Stored data:
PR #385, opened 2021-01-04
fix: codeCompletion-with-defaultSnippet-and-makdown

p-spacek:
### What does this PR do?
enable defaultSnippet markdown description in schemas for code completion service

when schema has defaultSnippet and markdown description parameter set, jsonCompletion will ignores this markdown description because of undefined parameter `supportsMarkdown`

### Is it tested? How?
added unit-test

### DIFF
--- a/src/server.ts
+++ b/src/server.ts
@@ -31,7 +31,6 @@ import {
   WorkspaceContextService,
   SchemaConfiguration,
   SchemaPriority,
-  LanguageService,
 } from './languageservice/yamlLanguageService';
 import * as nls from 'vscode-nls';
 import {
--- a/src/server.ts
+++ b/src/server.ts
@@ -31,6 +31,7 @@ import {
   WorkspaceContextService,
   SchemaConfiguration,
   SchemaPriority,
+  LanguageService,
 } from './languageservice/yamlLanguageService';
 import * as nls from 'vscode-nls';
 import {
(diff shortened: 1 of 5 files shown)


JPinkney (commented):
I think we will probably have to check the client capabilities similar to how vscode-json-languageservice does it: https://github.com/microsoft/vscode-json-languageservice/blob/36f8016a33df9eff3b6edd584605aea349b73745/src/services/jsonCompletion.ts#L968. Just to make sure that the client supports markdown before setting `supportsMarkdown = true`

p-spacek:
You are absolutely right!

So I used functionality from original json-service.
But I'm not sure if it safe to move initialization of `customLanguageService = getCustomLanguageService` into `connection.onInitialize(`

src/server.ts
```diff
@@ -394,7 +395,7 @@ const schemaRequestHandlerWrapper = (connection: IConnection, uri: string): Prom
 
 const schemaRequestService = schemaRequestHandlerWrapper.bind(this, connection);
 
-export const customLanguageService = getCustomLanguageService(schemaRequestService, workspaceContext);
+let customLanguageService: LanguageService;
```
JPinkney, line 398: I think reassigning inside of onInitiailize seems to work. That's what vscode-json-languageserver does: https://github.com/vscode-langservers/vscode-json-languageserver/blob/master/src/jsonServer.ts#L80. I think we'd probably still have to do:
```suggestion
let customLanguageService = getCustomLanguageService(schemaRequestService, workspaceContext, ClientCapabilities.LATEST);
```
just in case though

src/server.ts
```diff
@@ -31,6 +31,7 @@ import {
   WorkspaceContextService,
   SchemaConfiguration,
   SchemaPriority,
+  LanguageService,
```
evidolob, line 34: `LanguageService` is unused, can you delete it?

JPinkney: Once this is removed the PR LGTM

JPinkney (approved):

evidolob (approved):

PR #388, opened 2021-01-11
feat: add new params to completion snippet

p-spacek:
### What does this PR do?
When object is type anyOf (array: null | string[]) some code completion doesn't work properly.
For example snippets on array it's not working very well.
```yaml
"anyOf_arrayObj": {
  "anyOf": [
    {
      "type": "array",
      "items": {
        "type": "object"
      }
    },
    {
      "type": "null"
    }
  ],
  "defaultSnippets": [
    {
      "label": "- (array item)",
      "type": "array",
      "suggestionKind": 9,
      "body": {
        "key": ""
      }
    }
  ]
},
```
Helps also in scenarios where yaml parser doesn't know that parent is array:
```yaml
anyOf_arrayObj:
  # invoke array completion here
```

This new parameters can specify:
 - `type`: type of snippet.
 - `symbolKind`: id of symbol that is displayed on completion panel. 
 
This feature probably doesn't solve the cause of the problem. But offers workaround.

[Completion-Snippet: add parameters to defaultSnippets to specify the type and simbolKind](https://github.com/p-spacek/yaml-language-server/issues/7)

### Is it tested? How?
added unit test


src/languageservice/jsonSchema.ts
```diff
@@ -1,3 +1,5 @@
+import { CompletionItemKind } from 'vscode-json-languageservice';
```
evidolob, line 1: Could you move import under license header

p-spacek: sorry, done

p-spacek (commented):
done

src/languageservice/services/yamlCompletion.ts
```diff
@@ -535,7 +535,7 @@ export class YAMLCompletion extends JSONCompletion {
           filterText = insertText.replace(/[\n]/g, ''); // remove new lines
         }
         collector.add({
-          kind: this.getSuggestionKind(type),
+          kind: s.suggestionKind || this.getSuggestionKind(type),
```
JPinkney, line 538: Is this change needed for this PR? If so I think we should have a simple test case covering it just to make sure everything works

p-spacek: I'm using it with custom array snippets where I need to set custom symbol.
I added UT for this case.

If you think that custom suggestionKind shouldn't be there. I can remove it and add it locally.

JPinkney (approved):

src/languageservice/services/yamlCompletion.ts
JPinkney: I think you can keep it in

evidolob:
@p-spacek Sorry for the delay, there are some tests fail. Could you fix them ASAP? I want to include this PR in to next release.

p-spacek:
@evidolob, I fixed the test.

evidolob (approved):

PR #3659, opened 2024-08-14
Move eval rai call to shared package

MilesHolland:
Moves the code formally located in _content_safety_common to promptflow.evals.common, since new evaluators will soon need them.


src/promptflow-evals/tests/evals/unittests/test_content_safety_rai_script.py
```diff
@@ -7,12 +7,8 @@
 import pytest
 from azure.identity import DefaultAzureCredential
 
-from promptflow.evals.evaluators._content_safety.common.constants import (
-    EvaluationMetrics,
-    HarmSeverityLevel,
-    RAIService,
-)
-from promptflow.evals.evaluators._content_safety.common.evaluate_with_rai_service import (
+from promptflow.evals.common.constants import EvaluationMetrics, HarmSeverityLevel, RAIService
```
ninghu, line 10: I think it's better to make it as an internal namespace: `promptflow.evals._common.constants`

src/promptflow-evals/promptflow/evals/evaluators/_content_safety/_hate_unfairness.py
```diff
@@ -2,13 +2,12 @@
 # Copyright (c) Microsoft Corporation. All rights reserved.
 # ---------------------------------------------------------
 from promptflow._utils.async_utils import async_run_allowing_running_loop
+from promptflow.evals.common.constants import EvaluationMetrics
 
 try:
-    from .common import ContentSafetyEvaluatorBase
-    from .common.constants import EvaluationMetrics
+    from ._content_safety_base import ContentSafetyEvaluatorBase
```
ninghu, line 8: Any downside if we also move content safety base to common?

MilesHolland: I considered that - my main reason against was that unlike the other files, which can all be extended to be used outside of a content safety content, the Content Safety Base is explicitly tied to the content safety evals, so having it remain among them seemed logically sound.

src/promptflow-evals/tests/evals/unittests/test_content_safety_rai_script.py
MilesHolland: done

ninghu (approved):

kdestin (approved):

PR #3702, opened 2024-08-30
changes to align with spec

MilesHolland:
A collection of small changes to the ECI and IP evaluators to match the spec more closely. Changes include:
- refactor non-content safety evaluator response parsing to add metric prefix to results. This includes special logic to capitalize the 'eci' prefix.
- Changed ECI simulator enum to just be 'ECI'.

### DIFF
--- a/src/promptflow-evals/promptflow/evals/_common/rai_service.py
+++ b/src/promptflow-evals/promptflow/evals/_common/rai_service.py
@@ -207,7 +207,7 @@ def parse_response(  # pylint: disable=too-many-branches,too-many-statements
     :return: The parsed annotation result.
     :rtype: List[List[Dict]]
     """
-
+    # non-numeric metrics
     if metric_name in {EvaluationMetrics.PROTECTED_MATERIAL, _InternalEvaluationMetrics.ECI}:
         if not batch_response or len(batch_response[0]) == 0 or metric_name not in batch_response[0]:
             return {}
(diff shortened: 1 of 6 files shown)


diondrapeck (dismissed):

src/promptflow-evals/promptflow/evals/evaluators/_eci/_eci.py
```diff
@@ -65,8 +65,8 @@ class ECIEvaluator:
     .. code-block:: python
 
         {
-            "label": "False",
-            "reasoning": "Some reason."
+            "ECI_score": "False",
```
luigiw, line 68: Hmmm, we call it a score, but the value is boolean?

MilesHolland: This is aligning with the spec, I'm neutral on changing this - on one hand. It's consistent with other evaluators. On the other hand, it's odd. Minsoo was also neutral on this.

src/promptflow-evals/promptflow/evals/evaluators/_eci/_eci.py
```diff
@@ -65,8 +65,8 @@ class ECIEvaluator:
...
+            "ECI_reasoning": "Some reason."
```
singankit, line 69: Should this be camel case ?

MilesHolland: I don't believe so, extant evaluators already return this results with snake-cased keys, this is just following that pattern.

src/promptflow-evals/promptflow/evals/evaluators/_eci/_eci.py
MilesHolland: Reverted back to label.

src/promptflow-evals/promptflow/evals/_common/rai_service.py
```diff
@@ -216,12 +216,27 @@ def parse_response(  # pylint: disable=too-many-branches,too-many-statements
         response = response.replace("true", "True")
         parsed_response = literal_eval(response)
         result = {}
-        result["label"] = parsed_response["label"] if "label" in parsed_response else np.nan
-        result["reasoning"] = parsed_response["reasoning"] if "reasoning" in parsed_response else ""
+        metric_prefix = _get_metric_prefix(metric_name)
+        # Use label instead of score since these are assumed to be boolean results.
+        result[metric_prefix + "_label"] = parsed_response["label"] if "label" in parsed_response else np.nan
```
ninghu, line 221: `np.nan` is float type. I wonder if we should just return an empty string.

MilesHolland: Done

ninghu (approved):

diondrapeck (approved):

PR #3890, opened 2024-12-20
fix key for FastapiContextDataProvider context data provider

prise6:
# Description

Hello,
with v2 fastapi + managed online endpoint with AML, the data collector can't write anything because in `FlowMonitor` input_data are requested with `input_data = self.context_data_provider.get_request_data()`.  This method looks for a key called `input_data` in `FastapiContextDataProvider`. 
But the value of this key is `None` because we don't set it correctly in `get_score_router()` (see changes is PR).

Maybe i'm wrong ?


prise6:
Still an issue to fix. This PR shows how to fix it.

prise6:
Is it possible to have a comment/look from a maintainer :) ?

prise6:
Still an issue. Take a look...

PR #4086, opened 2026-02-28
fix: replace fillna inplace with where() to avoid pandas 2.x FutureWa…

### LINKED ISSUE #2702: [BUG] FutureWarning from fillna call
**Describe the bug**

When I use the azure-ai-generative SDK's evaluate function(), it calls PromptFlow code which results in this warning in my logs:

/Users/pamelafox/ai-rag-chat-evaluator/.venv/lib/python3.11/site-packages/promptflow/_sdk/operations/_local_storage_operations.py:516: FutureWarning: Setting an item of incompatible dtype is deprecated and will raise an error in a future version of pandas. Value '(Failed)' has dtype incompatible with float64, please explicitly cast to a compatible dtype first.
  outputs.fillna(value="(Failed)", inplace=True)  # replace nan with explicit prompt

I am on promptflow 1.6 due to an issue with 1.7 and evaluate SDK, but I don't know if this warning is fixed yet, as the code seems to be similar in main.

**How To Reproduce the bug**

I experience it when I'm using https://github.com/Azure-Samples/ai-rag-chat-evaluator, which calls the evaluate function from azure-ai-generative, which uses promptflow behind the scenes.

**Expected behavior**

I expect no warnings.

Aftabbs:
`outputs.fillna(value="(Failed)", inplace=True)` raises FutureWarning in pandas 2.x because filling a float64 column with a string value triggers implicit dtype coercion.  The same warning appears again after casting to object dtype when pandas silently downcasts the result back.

---

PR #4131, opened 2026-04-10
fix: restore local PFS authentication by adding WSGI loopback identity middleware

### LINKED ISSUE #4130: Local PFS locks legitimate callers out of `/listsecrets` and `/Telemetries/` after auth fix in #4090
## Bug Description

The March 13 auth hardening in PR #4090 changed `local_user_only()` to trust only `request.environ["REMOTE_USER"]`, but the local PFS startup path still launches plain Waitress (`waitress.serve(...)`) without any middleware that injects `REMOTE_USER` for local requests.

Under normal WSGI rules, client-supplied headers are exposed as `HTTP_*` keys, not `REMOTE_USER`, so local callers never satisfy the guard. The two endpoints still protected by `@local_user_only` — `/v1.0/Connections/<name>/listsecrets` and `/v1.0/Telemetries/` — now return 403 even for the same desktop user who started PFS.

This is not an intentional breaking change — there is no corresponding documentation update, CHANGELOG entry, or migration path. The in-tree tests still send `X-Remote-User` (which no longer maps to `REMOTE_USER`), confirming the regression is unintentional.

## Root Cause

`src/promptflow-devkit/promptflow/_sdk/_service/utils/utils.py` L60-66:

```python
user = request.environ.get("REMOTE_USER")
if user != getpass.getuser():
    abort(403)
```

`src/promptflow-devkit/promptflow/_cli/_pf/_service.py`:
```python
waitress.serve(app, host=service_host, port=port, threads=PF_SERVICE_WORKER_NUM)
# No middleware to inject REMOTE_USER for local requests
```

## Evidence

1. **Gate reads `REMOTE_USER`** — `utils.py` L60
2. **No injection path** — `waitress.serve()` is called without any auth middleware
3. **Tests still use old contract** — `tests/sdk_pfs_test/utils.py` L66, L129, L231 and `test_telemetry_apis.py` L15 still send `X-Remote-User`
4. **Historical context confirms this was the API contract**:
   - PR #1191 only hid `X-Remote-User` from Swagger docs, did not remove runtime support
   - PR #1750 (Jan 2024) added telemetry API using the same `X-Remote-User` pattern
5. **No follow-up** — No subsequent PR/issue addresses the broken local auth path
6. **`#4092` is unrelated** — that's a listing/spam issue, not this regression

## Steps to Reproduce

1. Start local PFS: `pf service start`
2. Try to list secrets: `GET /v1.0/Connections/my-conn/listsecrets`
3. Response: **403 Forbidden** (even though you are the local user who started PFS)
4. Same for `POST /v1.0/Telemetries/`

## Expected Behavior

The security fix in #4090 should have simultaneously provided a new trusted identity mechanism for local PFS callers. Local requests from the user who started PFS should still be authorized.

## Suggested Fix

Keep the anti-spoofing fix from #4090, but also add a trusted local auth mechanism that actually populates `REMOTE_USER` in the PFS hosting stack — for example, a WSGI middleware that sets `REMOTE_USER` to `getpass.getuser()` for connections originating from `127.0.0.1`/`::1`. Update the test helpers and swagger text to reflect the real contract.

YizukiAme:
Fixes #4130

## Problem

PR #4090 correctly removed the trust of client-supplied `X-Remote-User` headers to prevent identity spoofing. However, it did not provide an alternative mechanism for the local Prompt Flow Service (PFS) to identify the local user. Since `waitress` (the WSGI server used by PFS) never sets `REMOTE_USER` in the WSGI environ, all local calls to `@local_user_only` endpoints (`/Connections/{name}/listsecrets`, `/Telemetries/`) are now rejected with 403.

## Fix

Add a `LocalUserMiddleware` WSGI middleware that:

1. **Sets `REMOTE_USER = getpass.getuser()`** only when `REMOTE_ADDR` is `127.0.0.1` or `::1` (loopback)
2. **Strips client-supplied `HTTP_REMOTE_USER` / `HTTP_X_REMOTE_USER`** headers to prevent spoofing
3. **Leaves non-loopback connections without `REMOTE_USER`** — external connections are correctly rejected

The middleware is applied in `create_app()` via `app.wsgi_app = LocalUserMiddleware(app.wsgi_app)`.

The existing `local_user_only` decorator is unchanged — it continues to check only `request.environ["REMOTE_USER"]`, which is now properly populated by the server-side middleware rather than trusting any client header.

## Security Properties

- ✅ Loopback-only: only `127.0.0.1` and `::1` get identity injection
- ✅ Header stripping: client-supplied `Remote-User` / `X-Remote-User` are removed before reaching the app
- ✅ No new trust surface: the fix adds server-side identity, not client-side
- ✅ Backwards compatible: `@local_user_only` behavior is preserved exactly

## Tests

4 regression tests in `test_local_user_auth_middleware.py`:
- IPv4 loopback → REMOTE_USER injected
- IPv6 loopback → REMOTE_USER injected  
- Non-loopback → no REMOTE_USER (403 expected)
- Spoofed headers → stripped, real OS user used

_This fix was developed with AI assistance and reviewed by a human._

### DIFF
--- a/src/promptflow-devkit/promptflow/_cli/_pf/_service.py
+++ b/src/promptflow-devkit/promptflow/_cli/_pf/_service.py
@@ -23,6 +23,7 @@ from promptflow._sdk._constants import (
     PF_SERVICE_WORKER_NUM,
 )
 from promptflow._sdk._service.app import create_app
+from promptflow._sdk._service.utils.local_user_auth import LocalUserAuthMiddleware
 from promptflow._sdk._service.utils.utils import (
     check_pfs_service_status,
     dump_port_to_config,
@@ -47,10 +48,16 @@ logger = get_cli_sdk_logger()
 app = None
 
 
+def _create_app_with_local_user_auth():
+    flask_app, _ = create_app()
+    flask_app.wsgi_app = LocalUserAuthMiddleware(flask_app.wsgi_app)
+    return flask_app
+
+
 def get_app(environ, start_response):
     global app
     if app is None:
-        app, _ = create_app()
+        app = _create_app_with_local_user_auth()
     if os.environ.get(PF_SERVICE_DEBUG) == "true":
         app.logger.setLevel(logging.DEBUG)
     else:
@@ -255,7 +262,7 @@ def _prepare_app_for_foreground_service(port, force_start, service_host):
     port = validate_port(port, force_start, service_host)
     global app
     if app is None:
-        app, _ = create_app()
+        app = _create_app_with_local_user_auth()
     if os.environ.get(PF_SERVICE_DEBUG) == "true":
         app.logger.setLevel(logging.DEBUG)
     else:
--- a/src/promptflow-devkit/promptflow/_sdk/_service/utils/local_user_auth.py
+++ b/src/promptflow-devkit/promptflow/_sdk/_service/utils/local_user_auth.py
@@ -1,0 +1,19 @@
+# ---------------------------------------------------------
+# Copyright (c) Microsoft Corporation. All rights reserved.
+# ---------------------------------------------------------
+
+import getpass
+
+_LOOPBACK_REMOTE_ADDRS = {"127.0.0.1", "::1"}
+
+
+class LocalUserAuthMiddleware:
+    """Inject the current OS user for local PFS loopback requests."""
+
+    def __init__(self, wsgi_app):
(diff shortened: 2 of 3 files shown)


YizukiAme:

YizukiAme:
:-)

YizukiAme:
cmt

Activity:
An answer is complete only when it holds every line above containing the string "None".

Result of the task:
But the value of this key is `None` because we don't set it correctly in `get_score_router()` (see changes is PR).
 app = None
     if app is None:
     if app is None:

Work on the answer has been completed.